PR #251, opened 2026-05-15
refactor(scaffold): drop hand-rolled JSONC walkers in favour of jsonc-parser

### LINKED ISSUE #250: scaffold: revisit hand-rolled JSONC walkers (findOutermostClosingBrace, stripJsoncComments) if we add JSON5 features
Follow-up from #249. None of these are blocking — flagging for future cleanup so we don't lose track.

## Context

The `Raven: Create linting settings` scaffold (`editors/vscode/src/scaffold.ts`) uses [`microsoft/jsonc-parser`](https://github.com/microsoft/node-jsonc-parser) for the JSONC heavy lifting: `parseTree` for structure analysis (top-level keys, value types, parse errors), `visit` for sentinel comment detection, and `modify` + `applyEdits` for removing existing `raven.linting.*` keys. The only remaining hand-rolled JSONC helper is `hasCommaBetween` — a ~15-line comment-aware scan that decides whether the last existing top-level property already has a trailing comma before our block goes in. We use it instead of `modify`-for-insertion because `modify`'s comma logic also migrates the user's trailing `// inline comment` onto the new key's line, which is surprising UX.

## Known limitations

- **One-key-per-line assumption** in the comma-decision helper. If a user puts `"editor.tabSize": 4, "files.autoSave": "onFocusChange"` on the same line, our scan still works (it stops at the first `,`), but for any *new* hand-rolled JSONC code in this file the assumption needs to stay documented. The function's doc-comment links here.
- **No JSON5 number/string literals** (single quotes, trailing-`.` decimals, unquoted keys). `jsonc-parser` rejects these as parse errors and the scaffold refuses to merge — clean failure, but not the friendliest UX. The user has to convert to plain JSONC and re-run.

## Already addressed in PR #249

For posterity, so future readers don't dig back through the review thread:

- ✅ Re-runs duplicating the `// lintr: …` header block — fixed via sentinel-wrapped block (`// >>> raven.linting.* (managed by ...)` / `// <<<`) + sentinel-aware stripping.
- ✅ Comma inserted after a trailing `//` comment landing inside the comment — fixed: the comma goes right after the last property's value, before the inline comment.
- ✅ Nested `raven.linting.*` keys inside `[r]` overrides silently stripped — fixed: `jsonc-parser`'s `parseTree` walks only top-level properties, and `modify` removes by path (`[keyName]`) which targets only top-level keys.
- ✅ Non-object root JSON (e.g. `[]`) silently clobbered — fixed via `nonObjectRoot` discriminator in `classifyExisting`.
- ✅ Sentinel-shaped lines inside a `/* ... */` block comment treated as real sentinels — fixed: `visit.onComment` fires once per *whole* comment, so embedded `//`-shaped text inside a block comment is not separately reported.
- ✅ Unterminated `/*` block comment swallowing rest of file — fixed: `jsonc-parser` reports the unterminated comment as a parse error.
- ✅ Non-scalar `raven.linting.*` values orphaning continuation lines — fixed via `unsupportedValue` discriminator in `classifyExisting`.
- ✅ Hand-rolled JSONC walkers (`stripJsoncComments`, `findOutermostClosingBrace`, `findSentinelLineRange`, `stripTopLevelLintingLines`, `appendCommaIfNeeded`) duplicating string/comment state machines — replaced with `jsonc-parser` (~250-line net reduction in `scaffold.ts`).

## Nice-to-have cleanups

- The `// >>> raven.linting.* (managed by "Raven: Create linting settings")` sentinel is long. If we ever rename the command, the sentinel needs to stay backwards-compatible (so a re-run can still find the old block from prior versions). Worth a small migration matrix when that happens.
- The build now sets `mainFields: ['module', 'main']` in `editors/vscode/scripts/build.js` so esbuild bundles `jsonc-parser`'s ESM build (its UMD wrapper's dynamic `require("./impl/...")` calls don't survive esbuild's static analysis). If we ever add a Node-platform dep that explicitly *needs* its UMD/CJS build, we'd need to special-case it.

## Acceptance

Close this issue if (a) we rename the scaffold command (triggering a sentinel migration), or (b) a year passes without anyone hitting these limitations.

jbearak:
Follow-up to #249 (merged at `bb6c0f6`). Addresses the hand-rolled JSONC walkers tracked in #250.

## Summary

- Adopt [`microsoft/jsonc-parser`](https://github.com/microsoft/node-jsonc-parser) (MIT, ~30 KB) as a direct runtime dependency.
- Drop the five hand-rolled walkers (`stripJsoncComments`, `findOutermostClosingBrace`, `findSentinelLineRange`, `stripTopLevelLintingLines`, `appendCommaIfNeeded`) — they each carried their own copy of the string/comment/escape state machine, and the three rounds of Codex review on #249 caught a separate drift in each. Net `scaffold.ts` is **~250 lines smaller** (460 removed / 229 added).
- New code uses `parseTree` for structure analysis (top-level keys, value types, parse errors), `visit.onComment` for sentinel detection (which inherently ignores sentinel-shaped text inside block comments or strings), and `modify` + `applyEdits` to remove existing `raven.linting.*` keys (including any inline `// comments` attached to them).
- Build tweak: `editors/vscode/scripts/build.js` now sets `mainFields: ['module', 'main']` so esbuild bundles `jsonc-parser`'s ESM build. Without this, the UMD wrapper's dynamic `require("./impl/...")` calls don't survive bundling and the extension crashes at activation with `Cannot find module './impl/format'`.

## What stayed hand-rolled and why

A small `hasCommaBetween` helper (~15 lines, comment-aware) decides whether the last existing top-level property already has a trailing comma. `jsonc-parser`'s `modify`-for-insertion would handle that automatically — but it also migrates the user's trailing `// inline comment` from the last property onto the new key's line. Preserving the user's inline comments where they wrote them is better UX, so this helper takes that decision back.

## Why this didn't land with #249

The user merged #249 at `bb6c0f6` while I was finishing this refactor (commit `cbb17c5` on the now-merged branch). Rather than reopening, this stands as a clean follow-up against the merged state of main.

## Test plan

- [x] `bun run typecheck` (vscode/)
- [x] `bun run test` — 201 mocha tests pass, including the sentinel / non-scalar / non-object / parse-error / unterminated-comment / block-comment-sentinel / nested-`[r]`-override / inline-comment-preservation cases
- [x] Full `bun test` workspace suite (cargo + vscode-mocha): 467/467 green
- [x] Codex review run on the refactor: "All five concerns clear — no action required"
- [ ] Manual smoke: run "Raven: Create linting settings" on a fresh workspace, on a workspace whose `.vscode/settings.json` has unrelated keys, and on one with a pre-existing scaffold block (re-run should be idempotent and silent).

Closes #250.

---

<a href="https://app.devin.ai/review/jbearak/raven/pull/251" target="_blank">
  <picture>
    Open in Devin Review
  </picture>
</a>

## Summary by CodeRabbit

* **Refactor**
  * More reliable linting settings scaffolding: safer, comment-aware JSONC parsing and merges that better preserve user-authored settings while inserting managed linting config.
  * Build adjustments to ensure consistent module resolution during packaging.

* **Tests**
  * Added comprehensive tests covering JSONC edge cases for scaffolded linting merges.

* **Chores**
  * Pinned a JSONC parser dependency to improve parsing stability.

[Review Change Stack](https://app.coderabbit.ai/change-stack/jbearak/raven/pull/251?utm_source=github_walkthrough&utm_medium=github&utm_campaign=change_stack)

### DIFF
--- a/editors/vscode/package-lock.json
+++ b/editors/vscode/package-lock.json
@@ -10,6 +10,7 @@
       "license": "GPL-3.0",
       "dependencies": {
         "apache-arrow": "^21.1.0",
+        "jsonc-parser": "^3.3.1",
         "vscode-languageclient": "^9.0.1"
       },
       "devDependencies": {
@@ -4231,7 +4232,6 @@
       "version": "3.3.1",
       "resolved": "https://registry.npmjs.org/jsonc-parser/-/jsonc-parser-3.3.1.tgz",
       "integrity": "sha512-HUgH65KyejrUFPvHFPbqOY0rsFip3Bo5wb4ngvdi1EpCYWUQDC5V+Y7mZws+DLkr4M//zQJoanu1SP+87Dv1oQ==",
-      "dev": true,
       "license": "MIT"
     },
     "node_modules/jsonfile": {
--- a/editors/vscode/package.json
+++ b/editors/vscode/package.json
@@ -1632,6 +1632,7 @@
   },
   "dependencies": {
     "apache-arrow": "^21.1.0",
+    "jsonc-parser": "^3.3.1",
     "vscode-languageclient": "^9.0.1"
   },
   "overrides": {
--- a/editors/vscode/scripts/build.js
+++ b/editors/vscode/scripts/build.js
@@ -9,6 +9,18 @@ const sveltePreprocess = require('svelte-preprocess').default ?? require('svelte
 const root = path.resolve(__dirname, '..');
 const dist = path.join(root, 'dist');
 
+// `jsonc-parser` ships both a UMD `main` (`./lib/umd/main.js`) and an ESM
+// `module` (`./lib/esm/main.js`). esbuild's Node platform defaults to
+// `mainFields = ['main']`, which picks the UMD build — whose wrapper uses
+// dynamic `require("./impl/format")` / `./impl/edit` / etc. calls that
+// esbuild can't statically follow. The bundle compiles but throws
+// "Cannot find module './impl/format'" at activation time. Aliasing
+// `jsonc-parser` directly to its ESM entry gives esbuild plain `import`
+// statements it can inline, and keeps the fix scoped — resolution for
+// every other runtime dependency (apache-arrow, vscode-languageclient,
+// …) stays on its default `main` field.
+const jsoncParserEsmEntry = require.resolve('jsonc-parser/lib/esm/main.js');
+
 async function buildExtension() {
     await esbuild.build({
         entryPoints: [path.join(root, 'src', 'extension.ts')],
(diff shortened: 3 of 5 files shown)


jbearak:
### Code review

------------------------------------------------------------

| Your assignment |
When you reach the line with "## Summary by CodeRabbit" in the records above, start writing out lines exactly, and stop once the line with "improve parsing stability." has been written; include nothing else.

| Solution to this task |
## Summary by CodeRabbit

* **Refactor**
  * More reliable linting settings scaffolding: safer, comment-aware JSONC parsing and merges that better preserve user-authored settings while inserting managed linting config.
  * Build adjustments to ensure consistent module resolution during packaging.

* **Tests**
  * Added comprehensive tests covering JSONC edge cases for scaffolded linting merges.

* **Chores**
  * Pinned a JSONC parser dependency to improve parsing stability.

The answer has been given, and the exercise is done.